Begin at the line containing "This is part" in the data below and go on through the line containing "Screen Shot 2023-02-14 at 7 59 17 PM", repeating each line exactly; include both ends and no other line.

(Stored items)
--- --- ---

PR #1350, opened 2023-02-12
Add observation data to lightbox caption

nimmolo:
Adds basic observation data to the lightbox caption, including an unimplemented capability to produce a link to the "Propose a name" form.

This is part of the process of breaking #1316 into smaller components that MO developers can test separately(!)

## Manual Test ##
Try the lightbox links on the activity log index or the observation index. You should get something like this under the image:

Screen Shot 2023-02-14 at 7 59 17 PM

## Question ##
Is getting this data piling any new includes onto the index query? 
I don't think so — it's the basic, where, when, who — but i'm not sure.


app/helpers/thumbnail_helper.rb
```diff
@@ -59,6 +61,62 @@ def image_link_html(link = "", link_method = :get)
...
+                   locals: { observation: obs_data[:obs] })
+    # render(partial: "observations/namings/form",
+    #        locals: { action: :create, url: url, show_reasons: true })
+  end
+
+  # Disabled because interpolation produces unsafe html
+  # rubocop:disable Style/StringConcatenation
+  def caption_image_links(image_id)
+    orig_url = Image.url(:original, image_id)
+    original_image_link(orig_url) + " | " + image_exif_link(image_id)
```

--- --- ---

- **Solution to this problem**:
This is part of the process of breaking #1316 into smaller components that MO developers can test separately(!)

## Manual Test ##
Try the lightbox links on the activity log index or the observation index. You should get something like this under the image:

Screen Shot 2023-02-14 at 7 59 17 PM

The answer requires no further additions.